Thermally reversible crosslinked copolymers: Solution and bulk behavior
Résumé
A series of reversibly crosslinked copolymers based on ethyl methacrylate (EMA) and furfuryl methacrylate (FMA) with well-defined crosslink density were synthesized by Atom Transfer Radical Polymerization (ATRP) followed by Diels-Alder reaction using 4,4'-bismaleimidodiphenylmethane (BM) as the linker. The network structure of the crosslinked copolymers was investigated in solution and in the solid state by means of swelling measurements and differential scanning calorimetry. The reversibility of the Diels Alder reaction (rDA) has been assessed in both cases. Nevertheless the behavior in the condensed state appears more complex as compared to the solution case, presumably owing to lower molecular mobility and stronger steric hindrances in the latter case.

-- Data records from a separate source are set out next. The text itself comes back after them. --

PR #347, opened 2021-09-28
:mortar_board: Topic24 removeMin and removeMax

jameshughes89:
### What
Explain the ``removeMin`` and ``removeMax`` methods. 

### Why
These functions are starting to get more complex, so going into more detail is good. 

### Additional Notes
More details will be hit while actually discussing the stuff.

### DIFF
--- a/src/site/topic24.rst
+++ b/src/site/topic24.rst
@@ -211,10 +211,15 @@ Remove Minimum & Maximum
     * It checks if the tree is empty
     * It checks if the root is the left most node
         * If it is, then make the right child the new root
-    * Otherwise, call a private recursive method
+    * Otherwise, call a private recursive method looking down the left subtree
 
+* If not successful in removing the minimum yet, the recursive private method is the one that goes looking for the minimum to remove
+* At this point we know that ``leftChild`` exists (is not ``null``) since this was checked in the calling method
+* If the left child's left subtree does **not** exist, then we know that ``leftChild`` contains the minimum value
+    * Simply replace ``current``'s left child (which ``leftChild`` also references) with ``leftChild``'s right child
+        * What's interesting here is, it does not matter if the left child's right child is ``null`` or not, it works either way
 
-
+* If ``leftChild``'s left child is not ``null``, then we call the recursive function again to keep looking down the left subtrees
 
 
 
--- a/src/site/topic24.rst
+++ b/src/site/topic24.rst
@@ -205,6 +205,16 @@ Remove Minimum & Maximum
         }
     }
 
+* Above are two functions that work together to remove the minimum value
+
+* First, take note of the public method
+    * It checks if the tree is empty
+    * It checks if the root is the left most node
+        * If it is, then make the right child the new root
+    * Otherwise, call a private recursive method
+
+
+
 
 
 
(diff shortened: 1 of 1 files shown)


src/site/topic24.rst
```diff
@@ -174,6 +174,96 @@ Minimum & Maximum
...
+.. code-block:: java
+    :linenos:
+
+    public T removeMin() {
+        T returnElement = null;
+        if (isEmpty()) {
+            throw new NoSuchElementException();
+        } else if (root.getLeft() == null) {
+            returnElement = root.getData();
+            root = root.getRight();
```
twentylemon, line 191: I feel like this can be the base case in the recursive method, instead of the left child having a left child of `null`. I may be worng, I'm only half paying attention right now.

jameshughes89: you're now requiring me to think. this is a problem.

twentylemon: Maybe you need parent references in the node for that to work? A `Node<T> min()` would work if nodes had a parent reference. You could also return two nodes, I guess.

jameshughes89: That *feels* right.

twentylemon: Brain is melt.

jameshughes89: OK, I am convinced that you're right --- we'd need a parent reference. I spend 3mins trying to articulate why, but can't, but I know you're right RE parent ref. 

If the core of the recursive one is "replace current's left child with the left child's right child", the root is an edge case. That's the best words coming out of my fingers for today.

twentylemon: All right. If we're concinved it'd require a parent reference, we can leave it as is for now. Managing parent references can be an aside, a revisit or left for the second year course. Maybe open an issue so it's not forgotten.

src/site/topic24.rst
```diff
@@ -174,6 +174,96 @@ Minimum & Maximum
...
+        } else {
+            returnElement = removeMin(root, root.getLeft());
+        }
+        size--;
+        return returnElement;
+    }
+
+    private T removeMin(Node<T> current, Node<T> leftChild) {
```
twentylemon, line 199: `leftChild` is always `current.getLeft()`. You could define a local variable in the function instead of passing the parameter.

src/site/topic24.rst
```diff
@@ -174,6 +174,96 @@ Minimum & Maximum
...
+* We'll start with the recursive case --- if ``leftChild``'s left child does exist, then we call the recursive function again to keep looking down the left subtrees
+
+* If ``LeftChild``'s left subtree does **not** exist, then we know that ``leftChild`` contains the minimum value
+    * Simply replace ``current``'s left child (which ``leftChild`` also references) with ``leftChild``'s right child
+        * It does not matter if the left child's right child is ``null`` or not, it works either way
+
+
+**Remove Maximum**
+
+* We could implement the ``removeMax`` with the same idea, but to show an alternative idea, an iterative method will be used instead
```
twentylemon, line 229: I saw the code block and was like "uhhh..." then read it'd be iterative. Good way to compare/contrast the two approaches.

twentylemon (approved):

Calorimetric and dynamic viscoelastic characterizations provide evidence of the impact of crosslink density on the glass transition temperature and on the rubbery state response. The mechanical behavior upon uniaxial cold-drawing of the materials was investigated. The elementary plastic deformation mechanisms involved were assessed by Scanning Electronic Microcopy (SEM) and in situ Ultra-Small Angle X-ray Scattering (USAXS) experiments. It has been qualitatively shown that, while the reference copolymer deforms by crazing, the increase in crosslink density results in a decrease in craze density. The present work provides preliminary ground for using a reversible network modification route to tune the solid-state elementary deformation behavior of polymers while preserving the thermoplastic character in the molten state, i.e. without significant impact on processing and recyclability.